● Required work
Copy out, from the data, each line containing the string "served".

[Saved entries]
PR #532, opened 2018-05-04
Modified slate-cssvar-loader to allow CSS variables without Liquid variables

truribe:
Modified slate-cssvar-loader not to prevent deploying when no matching liquid variable is found for a CSS variable.

### What are you trying to accomplish with this PR?

I'm attempting to solve the issue I reported that prevents the use of regular CSS variables without corresponding Liquid variables.
https://github.com/Shopify/slate/issues/524

I do not believe any documentation for local SASS compilation needs to be updated to reflect this change. This documentation is the most relevant:
https://github.com/Shopify/slate/wiki/Local-SASS-compilation

### Checklist
For contributors:
- [x] I have [updated the docs](https://github.com/Shopify/slate/blob/master/CONTRIBUTING.md#documentation) to reflect these changes, if applicable.

For maintainers:
- [ ] I have :tophat:'d these changes.

PR #619, opened 2018-06-04
Revert "Modified slate-cssvar-loader to allow CSS variables without Liquid variables"

t-kelly:
Reverts Shopify/slate#532

@truribe your previous PR broke some of our tests. Could you reopen it and double check the tests that fail?


truribe:
In #532 I neglected to remove the test that expected the exception when I removed the exception. PR #621 removes the exception and the offending test.

PR #643, opened 2018-06-20
Throw an error if we fail to access Theme API

### LINKED ISSUE #428: `npm start` fails silently if the API is set to NO ACCESS
### Problem
While developing a theme:

Running `npm start` fails silently if the user hasn't granted access:

image

We should show an error stating that the user needs to grant access.

### Replication steps

- Set API access to `no access`
- Run `npm start`

@t-kelly

t-kelly:

Fixes #428 

We were not catching any request errors when checking if we were deploying to the store's published theme. This PR makes sure we are handling any errors emitted from this action.

### DIFF
--- a/packages/slate-sync/index.js
+++ b/packages/slate-sync/index.js
@@ -1,5 +1,6 @@
 const chalk = require('chalk');
 const figures = require('figures');
+const https = require('https');
 const themekit = require('@shopify/themekit').command;
 const slateEnv = require('@shopify/slate-env');
 const config = require('./slate-sync.config');
@@ -66,7 +67,7 @@ async function deploy(cmd = '', files = []) {
     await promiseThemekitConfig();
     await promiseThemekitDeploy(cmd, files);
   } catch (error) {
-    console.error(error);
+    console.error('My Error', error);
   }
 
   deploying = false;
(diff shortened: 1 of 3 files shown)


packages/slate-tools/cli/commands/start.js
```diff
@@ -23,7 +23,7 @@ const options = {
 const spinner = ora(chalk.magenta(' Compiling...'));
 let firstSync = true;
 let skipSettingsData = null;
-let continueIfPublishedTheme = null;
+const continueIfPublishedTheme = null;
```
chrisberthe: Should be `let`.

packages/slate-tools/cli/commands/start.js
```diff
@@ -81,13 +81,22 @@ devServer.compiler.hooks.done.tap('CLI', (stats) => {
 });
 
 devServer.client.hooks.beforeSync.tapPromise('CLI', async (files) => {
+  console.log('sync');
```
chrisberthe: We can remove this.

packages/slate-sync/index.js
```diff
@@ -52,6 +53,7 @@ function _generateIgnoreFlags() {
  * @return          Promise
  */
 async function deploy(cmd = '', files = []) {
+  console.log('deploy start');
```
chrisberthe: We can remove this.

packages/slate-sync/index.js
```diff
@@ -119,6 +121,70 @@ function promiseThemekitDeploy(cmd, files) {
...
+          if (!Array.isArray(parsed.themes)) {
+            reject(`
+              Shopify response for /admin/themes.json is not an array.
+
+              ${JSON.stringify(parsed, null, '\t')}
+            `);
+            return;
+          }
+
+          const mainTheme = parsed.themes.find((t) => t.role === 'main');
```
chrisberthe: Out of curiosity, are there ever any instances where the published theme doesn't have a role of "main"?

t-kelly: Hmmm... @davidcornu? 👋^^

NathanPJF: @chrisberthe yep, for legacy reasons a published theme can have a role of `main` or `mobile`.  There was once a time when Shopify supported two published themes - one for desktop and one for mobile. Mobile has long been deprecated, but may exist in the wild.  So you want to make sure you're pushing to the `main` one always.

chrisberthe: Interesting! Makes sense, thanks for the clarification.

Issue #611, opened 2018-05-30
Assets/images skipped on build or deploy


jonathanmoore:
### Problem

Images placed into `/src/assets/images` are not copied into `/dist/assets` on build or deploy.

### Replication steps

1. Place an image (jpeg, jpg, svg, png, gif) into `/src/assets/images`
2. Run `yarn build` or `yarn deploy`
3. The expectation would be to find the images in `/dist/assets` but nothing is copied over

### More Information

It looks like there is a missing paths item in `slate-tools.config.js` for `images` that is referenced in `core.js`. I tried locally fix it hoping it was a simple fix, but I think the issue is bigger than just a path reference.

https://github.com/Shopify/slate/blob/d67f445ea4dda555cce836f58d78f23ec3b55b84/packages/slate-tools/slate-tools.config.js#L73-L99
https://github.com/Shopify/slate/blob/d67f445ea4dda555cce836f58d78f23ec3b55b84/packages/slate-tools/tools/webpack/config/core.js#L47-L54

wrozka:
Any updates on this one? I migrated my 0.x template to 1.x but I can't add any new images now.

petema3:
FWIW I also was having trouble with this until I realized that it only uploads images from `/src/assets/images/` if:

1. It's actually used in your theme somewhere.
2. The local path is used, with single quotes around the file path, not double quotes.

So it didn't upload the images when I didn't have the image referenced in the theme yet anywhere, or if I used the old way with just the filename like this `{{ "placeholder.png" | asset_url }}`.  But if I add it in the theme as `{{ '../assets/images/placeholder.png' | asset_url }}` it works.

I'm not sure if this is a bug or a feature, but this is the functionality as I've mapped it out through trial and error.

xavianaxw:
#557 and #559 talks about this

DPerkunas:
Any news on this? Same issue, using {{ '../assets/images/placeholder.png' | asset_url }} with asset in /src/assets/images/placeholder.png didn't work for me like it did for petema3. 

A url is generated by shopify, but no images found uploaded into shopify's theme/assets folder.

xavianaxw:
@DPerkunas have you tried `yarn deploy`

DPerkunas:
@xavianaxw Yeah I did. Maybe the issue is the fact that I'm deploying to a live site but here's the full scenario of what I noticed.

While having yarn watch running.

[...]

PR #647, opened 2018-06-22
Copy the contents of src/assets/images and src/assets/fonts

t-kelly:

Fixes https://github.com/Shopify/slate/issues/611

Previously, to include an image in the theme build, it needed to be referenced somewhere in your theme's liquid:

```
<img src="{{ '../assets/images/placeholder.png' | asset_url }}">
```

This is because Slate needs to transform urls made with `| asset_url` to a localhost equivalent for development. For example, the above Liquid gets transformed to the following when running `slate-tools start`:

```
<img src="https://localhost:8080/placeholder.png">
```

The above approach is still recommended in order to properly load images while developing because it's not guaranteed that the image will be uploaded to Shopify CDNs. `slate-tools start` only uploads Liquid and JSON files to Shopify for development and relies on the local asset server to serve up all other assets from localhost.

However, an image may still be needed even if its not referenced in a Theme's liquid, for example if its generated dynamically after pageload. Its for for this reason we should copy all images to the `dist/assets` folder.

Please note that for `slate-tools start` images will still be served from localhost, so you'll need to make sure any URL you are generating is pointing to there.

### DIFF
--- a/packages/slate-tools/slate-tools.config.js
+++ b/packages/slate-tools/slate-tools.config.js
@@ -87,7 +87,16 @@ module.exports = generate({
         },
         {
           id: 'static',
-          default: resolveTheme('src/assets/static'),
+          items: [
+            {
+              id: 'src',
+              default: resolveTheme('src/assets/static'),
+            },
+            {
+              id: 'dist',
+              default: resolveTheme('dist/assets'),
+            },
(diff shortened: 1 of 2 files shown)


yankeyhotel:
Should this work in scss files?

Issue #657, opened 2018-06-29
Yarn deploy fails 422 "theme_packaged_with" is not a valid attribute


MitchEff:
### Problem
'yarn start' and 'yarn build' are working perfectly fine. All of a sudden, using 'yarn deploy' fails, saying "theme_packaged_with" is not a valid attribute. 

I can see in 'dist/config/settings_schema.json', it's adding this just sort of randomly in the middle of the file: 

""theme_packaged_with":"@shopify/slate-tools@1.0.0-beta.1"

Screenshot [here](https://imgur.com/a/EN6d2Mw). 

### Replication steps
Use 'yarn deploy', then go check your dist/config/settings_schema.json. It _might_ be there? Just appeared today for us.

Skoulix:
Same thing happens to me. Deploy command fails.

t-kelly:
@MitchEff was this working before? This attribute should be whitelisted on Shopify servers...

MitchEff:
Yeah, it was working okay a couple days prior. 

Oddly enough, with beta 5 it fails and then doesn't deploy, but on beta 1 it fails but still deploys everything except settings schema, which I'm just copying manually for now.

t-kelly:
Looking into it! 🕵️

Skoulix:
I don't have the warning any more so this is indeed whitelisted by Shopify servers. Honestly I had the warning for a couple of days, everything seems fine now. 

Thank you.

t-kelly:
I can confirm that this issue occurs when the object with `name: "theme_info"` is not the first object in the `settings_schema.json` array.

PR #662, opened 2018-07-03
Only set theme_packaged_with if the first settings panel is theme_info

davidcornu:

Fixes https://github.com/Shopify/slate/issues/657.

### Checklist
For contributors:

For maintainers:

### DIFF
--- a/packages/slate-tag-webpack-plugin/index.js
+++ b/packages/slate-tag-webpack-plugin/index.js
@@ -1,4 +1,5 @@
 const SETTINGS_SCHEMA_PATH = '../config/settings_schema.json';
+const THEME_INFO_PANEL = 'theme_info';
 
 function FileListPlugin(version) {
   this.version = version;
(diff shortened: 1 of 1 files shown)


packages/slate-tag-webpack-plugin/index.js
```diff
@@ -9,7 +10,11 @@ FileListPlugin.prototype.apply = function(compiler) {
     const asset = compilation.assets[SETTINGS_SCHEMA_PATH].source();
     const schema = JSON.parse(asset);
 
-    if (Array.isArray(schema) && typeof schema[0] === 'object') {
+    if (
+      Array.isArray(schema) &&
+      typeof schema[0] === 'object' &&
+      schema[0].name === THEME_INFO_PANEL
```
t-kelly: Instead of needing it to be first settings panel, can we just find the schema item with `name == THEME_INFO_PANEL`?

davidcornu: @t-kelly at first I thought `theme_info` had to be first but double-checked and looks like it can be anywhere. Will update the PR.

davidcornu: Done.

PR #674, opened 2018-07-13
Fix middleware module overwriting compiler watchOptions

### LINKED ISSUE #672: Unable to extend webpackDevMiddleware options
### Problem

I need to enable polling in the webpackDevMiddleware `watchOptions` object for watching to work because we're running a VM through VirtualBox and using NFS. I have tried extending the `dev` configuration in `slate.config.js` like so:

    slateTools: {
        extends: {
            dev: {
                resolve: {alias},
                watchOptions: {
                    poll: true,
                    ignored: /node_modules/
                }
            },
            prod: {resolve: {alias}},
        }
    }

But this doesn't seem to have an effect. I make changes to files and nothing gets triggered. 

By editing `node_modules/@shopify/slate-tools/tools/dev-server/app.js` as below the file changes are seen and everything works correctly:

    app.webpackDevMiddleware = webpackDevMiddleware(compiler, {
      quiet: true,
      reload: true,
      watchOptions: {
        poll: true,
        ignored: /node_modules/
      }
    });

Could you add something in so that the options object passed to `webpackDevMiddleware` can be extended in `slate.config.js`?

andyexeter:
The `webpack-dev-middleware` module sets the compiler's `watchOptions` object even if the middleware module's object is empty and the compiler's is not. This means any changes made to the compiler config `watchOptions` object are overwritten and not used.

Fixed by passing in the compiler's `watchOptions` object if it is set.

I can't submit a PR to fix the issue in the `webpack-dev-middleware` module because slate-tools requires v1.10.2 which is two major versions behind.

Fixes #672

### Checklist
For contributors:

For maintainers:

### DIFF
--- a/packages/slate-tools/tools/dev-server/app.js
+++ b/packages/slate-tools/tools/dev-server/app.js
@@ -10,7 +10,7 @@ module.exports = class App {
     app.webpackDevMiddleware = webpackDevMiddleware(compiler, {
       quiet: true,
       reload: true,
-      watchOptions: compiler.options.watchOptions || {}
+      watchOptions: compiler.options.watchOptions || {},
     });
     app.webpackHotMiddleware = webpackHotMiddleware(compiler, {
       log: false,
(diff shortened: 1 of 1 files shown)


t-kelly:
Hey @andyexeter, shall we upgrade to the latest version while we're at it?

t-kelly:
Closing due to lack of response. From the sounds of it, this should be fixed in `webpack-dev-middleware`?

PR #681, opened 2018-07-18
Add an option to disable SSL.

ajw0100:
At the moment, I can't seem to get Slate's local Express server to work with AWS Cloud9. This is a small, quick and dirty PR that fixes this. 

C9 only connects to local apps via HTTP (as documented here: https://docs.aws.amazon.com/cloud9/latest/user-guide/app-preview.html#app-preview-run-app). However, it will serve these apps to remote browsers over HTTPS. So simply disabling SSL allows Slate to be used from a Cloud9 instance.

I don't code much in JS and I'm not familiar with all the JS dev tools so please forgive the lack of tests and any other sins. I've tested it with my C9 instance and a fresh Shopify store and it works like a charm. Is this something the Slate team is willing to officially support?

### DIFF
--- a/packages/slate-tools/slate-tools.config.js
+++ b/packages/slate-tools/slate-tools.config.js
@@ -49,6 +49,10 @@ module.exports = generate({
       ],
     },
     {
+      id: 'ssl',
+      default: true,
+    },
+    {
       id: 'domain',
       default: 'https://localhost',
     },
--- a/packages/slate-tools/tools/dev-server/index.js
+++ b/packages/slate-tools/tools/dev-server/index.js
@@ -1,6 +1,7 @@
 const fs = require('fs');
 const webpack = require('webpack');
-const {createServer} = require('https');
+const {createServer: createHttpServer} = require('http');
+const {createServer: createHttpsServer} = require('https');
 const createHash = require('crypto').createHash;
 
 const App = require('./app');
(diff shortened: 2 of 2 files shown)


andyexeter:
This would be very useful. Currently having to explain to any of our front end team that they need to visit the local URL in their browser first and add an SSL exception and it's confusing them.

jonathanmoore:
@andmcka82 Although if you disable SSL you're going to run into all sorts of security issues where browsers will fail to load insecure (http) resources while loading the secure (https) Shopify site.

Adding the trusted SSL certificate is a one-time fix that will prevent developers from having to manually click the exception each time.
https://github.com/Shopify/slate/wiki/How-to-create-a-trusted-local-SSL-certificate

ajw0100:
Yes you definitely want your local resources served over HTTPS to avoid mixed content warnings. However, in my case AWS Cloud9 takes care of serving the resources over HTTPS but it can only access those resources if they are served locally on the Cloud9 instance over HTTP.

andyexeter:
@jonathanmoore Good point, I don't know why that didn't cross my mind!

t-kelly:
@ajw0100 would you mind elaborating on how you're using AWS Cloud9? Interested to know how you're using Slate's dev pipeline.

Sounds like a reasonable request. Having a look through the code now.

t-kelly:
I've long been unhappy with Slate's current implementation of its config -- thus I haven't moved forward with documenting it properly and expanding it. I've been refactoring how we approach config with Slate (mostly internal) and it will affect this PR.

I will keep this PR open come the time I am able to look at it closer and potentially do a follow PR for it to work with the new config setup. Will keep you posted!

t-kelly:
@ajw0100 I'm going to close this because it the use case is very limited to your particular application. In all other cases, disabling SSL will result in a security errors. If this feature becomes more demanded I will consider adding it. Until then, I recommend running a forked version of Slate.

Issue #540, opened 2018-05-09
Add PostCSS to slate.config.js


RustyDev:
Is there any documentation for adding a PostCSS plugin in the build process? I'd like to use [Tailwind CSS](https://tailwindcss.com/docs/installation#using-tailwind-with-postcss).

t-kelly:
I am using PostCSS in the webpack build. I can make it configurable via `slate.config.js`. I'm going to change the title of this and use this issue to keep track of the progress.

anjolovic:
@t-kelly Any progress on the use of PostCSS plugins? I'd love to be able to start using TailwindCSS soon.

mrobit:
Sorry to be a bother - any update on this? @t-kelly you'd mentioned that your'e using PostCSS in the webpack build - can you explain a little more on how that works? I saw your [comment about slate.config.js and webpack configs here](https://github.com/Shopify/slate/issues/394#issuecomment-374303889)  so I wasn't sure if that's where I should start or not.

seandogg:
+1 -- looking to add some CSS Grid support in IE11 and add some PostCSS plugins to the build.

dan-gamble:
I don't think that it quite fits with this issue but i've implemented PostCSS using slate.config.js here: https://github.com/Shopify/slate/issues/670

It does basically replace Sass with PostCSS so it's not really using PostCSS in addition to Sass but i thought it may be helpful.

dan-gamble:
I'm sure there's more to it than what i've done here but i've started a PR that could get a decent initial version of this going: https://github.com/Shopify/slate/pull/683

pveen2:
@mrobit Did you already manage to get the tailwind x Slate working, i want to start with this combination but only if it isn't a big hassle?

PR #683, opened 2018-07-18
Add the ability to pass your own PostCSS plugins

dan-gamble:

https://github.com/Shopify/slate/issues/540

This will allow the ability to pass Postcss plugins to the postcss-loader in the Webpack config.

This is a very simple version to start with, it could be improved by moving the Autoprefixer & CSSNano parts in to the `slate.config.js` so the user can control the order of them.

I opted to put the custom plugins before the Autoprefixer and CSSNano plugins as i think 99.2% of use cases will want their plugins before any of these so for the initial version it would make sense.

Happy to be pointed towards a relevant place to detail this change somewhere for people.

### Checklist
For contributors:

For maintainers:

### DIFF
--- a/packages/slate-tools/slate-tools.config.js
+++ b/packages/slate-tools/slate-tools.config.js
@@ -28,13 +28,13 @@ module.exports = generate({
       items: [
         {
           id: 'dev',
-          default: []
+          default: [],
         },
         {
           id: 'prod',
-          default: []
-        }
-      ]
+          default: [],
+        },
+      ],
     },
     {
       id: 'cssnanoSettings',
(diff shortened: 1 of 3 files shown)


t-kelly:
I've long been unhappy with Slate's current implementation of its config -- thus I haven't moved forward with documenting it properly, expanding it, and reviewing PRs on it. I've been refactoring how we approach config with Slate (mostly internal) and it will affect this PR.

I will keep this PR open come the time I am able to look at it closer and potentially do a follow PR for it to work with the new config setup. Will keep you posted!

dan-gamble:
Sounds good to me @t-kelly, looking forward to see what you come up with.

t-kelly:
Replaced by https://github.com/Shopify/slate/pull/753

● Output below
Please note that for `slate-tools start` images will still be served from localhost, so you'll need to make sure any URL you are generating is pointing to there.
Yes you definitely want your local resources served over HTTPS to avoid mixed content warnings. However, in my case AWS Cloud9 takes care of serving the resources over HTTPS but it can only access those resources if they are served locally on the Cloud9 instance over HTTP.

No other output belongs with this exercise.